From the initial Copilot to the current Claude Code, I’ve tried using these AI-assisted development tools.
The blogger doesn’t write code to make a lot of money; it’s more for fun, to be used by many people, and to bring peace of mind.
And writing code just happens to support me; if not, I would still find another job and continue writing what I consider useful code in my spare time.
My dislike of AI isn’t about code; it’s more about feeling a comprehensive impact. Simply put, human value is being diluted.
However, today we won’t discuss this topic. Let’s talk about some issues with LLMs replacing humans in writing code.
Anyone who frequently writes code understands that a core aspect of maintaining a codebase is layered design.
Complexity is hidden layer by layer, providing clean interfaces to the upper layers.
As the amount of code gradually increases, most of the time, what’s maintained are multi-layered nested interfaces from bottom to top.
This is just on the application side; there are also architectural layering and complexity hiding on the compiler, standard library, kernel, and hardware sides.
Within a single layer, one can completely disregard the implementation of the lower layers and only focus on the logic of the current layer. For example, in many high-level managed languages, system interfaces are not accessible by default; one only needs to build upon the interfaces available in the current environment.
In some cases, it might be necessary to rebuild at a lower level, such as programming for hardware to achieve extreme performance.
This is actually very similar to context limitations. Humans deal with complex systems by breaking them down to compress “context.” In specific situations, this means hiding implementation details within clear interfaces to reduce complexity, which is essentially compressing “context.”
Let’s first establish a premise: AI cannot generate the current Linux system and its compilation toolchain all at once.
Leaving aside accuracy, the point here is to illustrate that its context is limited.
Let’s establish another premise: AI does not possess autonomy.

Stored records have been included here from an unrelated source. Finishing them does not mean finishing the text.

PR #376, opened 2025-04-01
Add new Ice/config demo for MATLAB

bernardnormier:
Ice parses the all the args but always treats the first one as the program name for logging, which results in odd logs:

```
-- 4/1/2025 16:34:45.975 --Ice.Trace.Network=2: Network: established ssl connection
   local address = 127.0.0.1:62513
   remote address = 127.0.0.1:4061
-- 4/1/2025 16:34:45.978 --Ice.Trace.Network=2: Network: closed ssl connection
   local address = 127.0.0.1:62513
   remote address = 127.0.0.1:4061
```

Here, `--Ice.Trace.Network=2` is treated as argv[0] == program name. Is this as expected?

### DIFF
--- a/matlab/Ice/context/client.m
+++ b/matlab/Ice/context/client.m
@@ -16,8 +16,7 @@ function client(args)
     % Set the Ice.ImplicitContext property to 'Shared' before calling Ice.initialize.
     % This is only necessary for the implicit context API (see below).
     initData = Ice.InitializationData();
-    [props, ~] = Ice.createProperties(args);
-    initData.properties_ = props;
+    initData.properties_ = Ice.createProperties(args);
     initData.properties_.setProperty('Ice.ImplicitContext', 'Shared');
 
     % Create an Ice communicator. We'll use this communicator to create proxies and manage outgoing connections.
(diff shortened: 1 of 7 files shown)


matlab/Ice/context/client.m
```diff
@@ -16,11 +16,10 @@ function client(args)
     % Set the Ice.ImplicitContext property to 'Shared' before calling Ice.initialize.
     % This is only necessary for the implicit context API (see below).
     initData = Ice.InitializationData();
-    [props, ~] = Ice.createProperties(args);
-    initData.properties_ = props;
+    initData.properties_ = Ice.createProperties(args);
```
bernardnormier, line 19: Simplified this code. `createProperties(args)` and all initialize with args return 2 parameters, but we don't care about the second one.

pepone (approved):

pepone:
> Here, --Ice.Trace.Network=2 is treated as argv[0] == program name. Is this as expected?

The properties constructor assumes `argv[0]` is the program name, unless Ice.ProgramName is set. I guess we can set Ice.ProgramName in the config and add a comment about why this is necessary.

That is, it won’t ask questions and iterate on its own.
Human thought is not always necessary.
The process of thinking can be ignored; LLMs actually only need the result.
For code architecture design, after extensive iteration, people converge on a nearly perfect optimal design, and this design can be embedded in LLMs.
For iterating code, people can summarize common chains of thought, and these chains can be embedded in LLMs.
For breaking down requirements, people can combine past experience to give a rough result, and this experience can be embedded in LLMs in text form.
Finally, a large amount of open-source code has laid the foundation for AI to generate some “high-quality” code today.
Returning to the topic of replacing humans, we propose requirements, and AI executes them.
In development, this means having AI generate code to meet requirements.
Generating several, dozens, or even thousands of times the amount of code from a very limited language description is asymmetrical.
This means that the more detailed your requirements, the less room AI has to play, and the more precisely it needs to converge.
But to achieve this precision, you need to stand at the top of the current layer, look down, and propose the general path and design to implement your requirements.
Of course, if code precision is not required, and one only cares that the AI-generated code runs with the expected effect, then it seems that this effect is not guaranteed by AI generation. Rather, it’s because the underlying framework is good enough to allow existing AI to generate usable code with limited context and prompts.
After trying AI code generation for a period, it’s easy to find that the generated code relies on existing infrastructure, code infrastructure maintained by humans.
Directly generating common application functions without relying on existing facilities involves a terrifying amount of code, and the code internally is interconnected. If the layering is not done well, a small modification can lead to serious and difficult-to-debug problems. This corresponds to our first premise, which is that AI cannot directly generate a complete set of code from the bottom to the top.
And when we want AI to directly face a large codebase with no additional code dependencies, this throws the complexity back to the person making the request, forcing the AI user to deal with layered design and some implementation details. Here, we are only considering code-level dependencies, not yet compilers and operating systems.
Of course, in the long run, layering and complexity issues will be alleviated as context expands and more experience is embedded in LLMs. However, regarding the second assumption, that AI lacks autonomy and cannot self-iterate,
then humans will still need to deal with complexity.
Perhaps in the future, the accumulation of experience will reach a singularity, or other factors will be introduced, and LLMs will suddenly gain autonomy and be able to self-iterate.
Will humans still have value then, in terms of their brains?
A little extension:
AI is destined to dilute the value of writing code. Personally, I will still show some respect and tolerance for those who maintain open-source components. If you are using AI-generated code to make money, please do not condemn or belittle open-source components and their maintainers. If there are issues, you can normally raise issues and pull requests.